- EXERCISE OBJECTIVE -
Every line below that holds the string "Closing" should be copied out.

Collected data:
Issue #1135, opened 2024-03-07
Detect `hook.script` and print a deprecation message


zmitchell:
While with #1019 we'll have support for `hook.script` (deprecated), `hook.on-activate`, and `profile.*`, we won't detecting `hook.script` and printing a deprecation message to get users off that manifest option. This ticket is for that work.

**Acceptance criteria:**
- Detect the presence of `hook.script`
- Print a message that `hook.script` is deprecated
    - Suggest that the user try `profile.common` or `hook.on-activate` instead
    - Direct the user to `man manifest.toml` for more details

dcarley:
I would have found this useful in the linked (private) issue where a repo was using the deprecated `hook.script` and it didn't behave the same as `hook.on-activate`, possibly due to the activation changes.

This appears non-trivial to imlement at the moment because the logic is handled in `pkgdb` and any logs get squahed into debug level:

- https://github.com/flox/flox/blob/ec35d52bb30200b5b810ec1d908d08a45cf17612/pkgdb/src/buildenv/realise.cc#L1190-L1199
- https://github.com/flox/flox/blob/ec35d52bb30200b5b810ec1d908d08a45cf17612/cli/flox-rust-sdk/src/models/pkgdb.rs#L124

limeytexan:
Following #1299 it is now a trivial 1-pointer to get this over the line; we'll need to update each of the `bash` and `zsh` scripts, e.g. [here](https://github.com/flox/flox/blob/9e4a7bc81cd8b40b6104a7ba78e332191428c502/pkgdb/src/buildenv/assets/activate.d/bash#L34-L39) and [here](https://github.com/flox/flox/blob/9e4a7bc81cd8b40b6104a7ba78e332191428c502/pkgdb/src/buildenv/assets/activate.d/zsh#L76-L81). @mkenigs @stahnma FYI

I'll note that for the fish and tcsh PR #1347 I did _not_ add support for parsing hook.script from those shells.

limeytexan:
As it's a Friday, and I hadn't written rust in a while, I ~fired up ChatGPT~ dusted off the rust book and had a go at stepping through the code. PR #1489 is the result and seems to work - this issues the warning for build time which is probably the right way to do it because it gets to the producer, not the consumer of an environment.

mkenigs:
Closing in favor of https://github.com/flox/flox/issues/1466

PR #1489, opened 2024-05-24
feat: detect [hook.script] and print deprecation warning

limeytexan:
## Proposed Changes

Issue #1135 documents the request to print a deprecation warning with the use of `[hook.script]` in a flox manifest. This patch updates the rust `call_pkgdb()` function to pass stderr messages beginning with the string "warning:" directly to STDERR, and similarly updates the pkgdb `makeActivationScripts()` function to print a warning message to STDERR when rendering the `[hook.script]` manifest section to a file.

## Release Notes

* enabled deprecation warning when detecting use of the manifest `[hook.script]` section

### DIFF
--- a/cli/Cargo.lock
+++ b/cli/Cargo.lock
@@ -689,6 +689,7 @@ dependencies = [
  "serde_yaml",
  "serial_test",
  "shell-escape",
+ "strip-ansi-escapes",
  "supports-color",
  "sys-info",
  "sysinfo",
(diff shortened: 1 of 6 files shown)


zmitchell (changes requested):
I think this change belongs on the Rust side. We already have functionality for parsing a manifest, so detecting the deprecated field is trivial at that point.

mkenigs:
> I think this change belongs on the Rust side. We already have functionality for parsing a manifest, so detecting the deprecated field is trivial at that point.

That also gives us the ability to only print this after an `edit` - which I think is probably the right level of noise? I'm not sure we need to bug for every single transaction

mkenigs:
Closing per discussion - not worth merging since we'd back it out soon when we release the catalog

- SOLUTION TO THE PROBLEM -
Closing in favor of https://github.com/flox/flox/issues/1466
Closing per discussion - not worth merging since we'd back it out soon when we release the catalog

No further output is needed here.